From 2011 onwards, however, developments in the two regions diverge. Unemployment in the US continues to fall at more or less the same rate. [1] In the euro area, on the other hand, it begins a second rise that does not peak until April 2013. This divergence reflects a second, euro area-specific shock emanating from the sovereign debt crisis, which resulted in a six quarter recession for the euro area economy. Unlike the post-Lehman shock, however, which affected all euro area economies, virtually all of the job losses observed in this second period were concentrated in countries that were adversely affected by government bond market tensions (Figure 2).

Figure 2: Relationship between financial stress and unemployment



The sovereign debt crisis operated through various channels, but one of its most important effects was to disable in part the tools of macroeconomic stabilisation.

On the fiscal side, non-market services – including public administration, education and healthcare – had contributed positively to employment in virtually all countries during the first phase of the crisis, thus somewhat cushioning the shock. In the second phase, however, fiscal policy was constrained by concerns over debt sustainability and the lack of a common backstop, especially as discussions related to sovereign debt restructuring began. The necessary fiscal consolidation had to be frontloaded to restore investor confidence, creating a fiscal drag and a downturn in public sector employment which added to the ongoing contraction in employment in other sectors.

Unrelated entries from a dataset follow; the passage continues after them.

PR #630, opened 2022-08-10
Home work

fliarkovskyi:


src/main/java/core/basesyntax/MyLinkedList.java
```diff
@@ -3,45 +3,159 @@
...
+            node.prev.next = null;
+        }
+        if (node.prev == null && node.next != null) {
+            head = node.next;
+            node.next.prev = null;
+        }
+        if (node.prev != null && node.next != null) {
+            node.prev.next = node.next;
+            node.next.prev = node.prev;
+        }
```
victoriadobryden, line 138: let's make it through operator case of for one of conditions: node.prev == null or node.next == null.

victoriadobryden (approved):

src/main/java/core/basesyntax/MyLinkedList.java
```diff
@@ -3,45 +3,156 @@
...
     }
 
     @Override
     public void add(T value, int index) {
+        if (index < 0 || index > size) {
+            throw new IndexOutOfBoundsException(
+                    "LinkedList index: " + index + " out of bounds exception");
+        }
+        if (index == size) {
+            add(value);
```
Noct2000, line 29:
```suggestion
        if (index == size) {
            add(value); 
            return;
       }
       checkIndex(index)
```

src/main/java/core/basesyntax/MyLinkedList.java
```diff
@@ -3,45 +3,156 @@
...
     public boolean isEmpty() {
-        return false;
+        return size == 0;
+    }
+
+    private void addFirst(Node<T> node) {
+        head = node;
+        tail = node;
+        size++;
+    }
```
Noct2000, line 103: I think you can use this logic directly in the `public void add(T value)`

Noct2000 (changes requested):

Noct2000 (approved):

Sovereign pressures also interrupted the homogenous transmission of monetary policy across the euro area. Despite very low policy rates, the cost of capital actually rose in stressed countries in this period, meaning monetary and fiscal policy effectively tightened in tandem. Hence, an important focus of our monetary policy in this period was – and still is – to repair the monetary transmission mechanism. Establishing a precise link between these impairments and unemployment performance is not straightforward. However, ECB staff estimates of the “credit gap” for stressed countries – the difference between the actual and normal volumes of credit in the absence of crisis effects – suggest that that credit supply conditions are exerting a significant drag on economic activity. [2]

Cyclical and structural factors
Cyclical factors have therefore certainly contributed to the rise in unemployment. And the economic situation in the euro area suggests they are still playing a role. The most recent GDP data confirm that the recovery in the euro area remains uniformly weak, with subdued wage growth even in non-stressed countries suggesting lacklustre demand. In these circumstances, it seems likely that uncertainty over the strength of the recovery is weighing on business investment and slowing the rate at which workers are being rehired.

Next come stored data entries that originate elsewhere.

PR #639, opened 2022-08-10
Was created own LinkedList, was implemented all the required methods

valentyn-slutskyi:


src/main/java/core/basesyntax/MyLinkedList.java
```diff
@@ -3,45 +3,174 @@
...
+        if (index < 0 || index >= size) {
+            throw new IndexOutOfBoundsException("Index " + " is not exist");
+        }
+    }
+
+    private void checkIndexBigger(int index) {
+        if (index < 0 || index > size) {
+            throw new IndexOutOfBoundsException("Index " + " is not exist");
+        }
+    }
```
SofiiaKazanivska, line 127: you can combine these two checks, maybe that would be better

src/main/java/core/basesyntax/MyLinkedList.java
```diff
@@ -3,45 +3,174 @@
...
+        return size;
     }
 
     @Override
     public boolean isEmpty() {
-        return false;
+        return size == 0;
+    }
+
+    static class Node<T> {
```
SofiiaKazanivska, line 105: I think it would be better if this class was at the beginning, because it is a static class

SofiiaKazanivska (approved):

src/main/java/core/basesyntax/MyLinkedList.java
```diff
@@ -3,45 +3,174 @@
...
+
+    private Node<T> findNodeByValue(T object) {
+        Node<T> deletedNode = first;
+        while (deletedNode != null) {
+            if (deletedNode.value == object
+                    || deletedNode != null && deletedNode.value.equals(object)) {
+                return deletedNode;
+            }
+            deletedNode = deletedNode.next;
+        }
```
Noct2000, line 152: check if index < size / 2 then move from first to last, else move from last to first

Noct2000 (changes requested):

src/main/java/core/basesyntax/MyLinkedList.java
valentyn-slutskyi: There is no any index. This method is looking for Node by value. But in another method I use looking for from both side, see findNodeByIndex() method.

Noct2000 (approved):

That being said, there are signs that, in some countries at least, a significant share of unemployment is also structural.

For example, the euro area Beveridge curve – which summarises unemployment developments at a given level of labour demand (or vacancies) – suggests the emergence of a structural mismatch across euro area labour markets (Figure 3). In the first phase of the crisis strong declines in labour demand resulted in a steep rise in euro area unemployment, with a movement down along the Beveridge curve. The second recessionary episode, however, led to a further strong increase in the unemployment rate even though aggregate vacancy rates showed marked signs of improvement. This may imply a more permanent outward shift.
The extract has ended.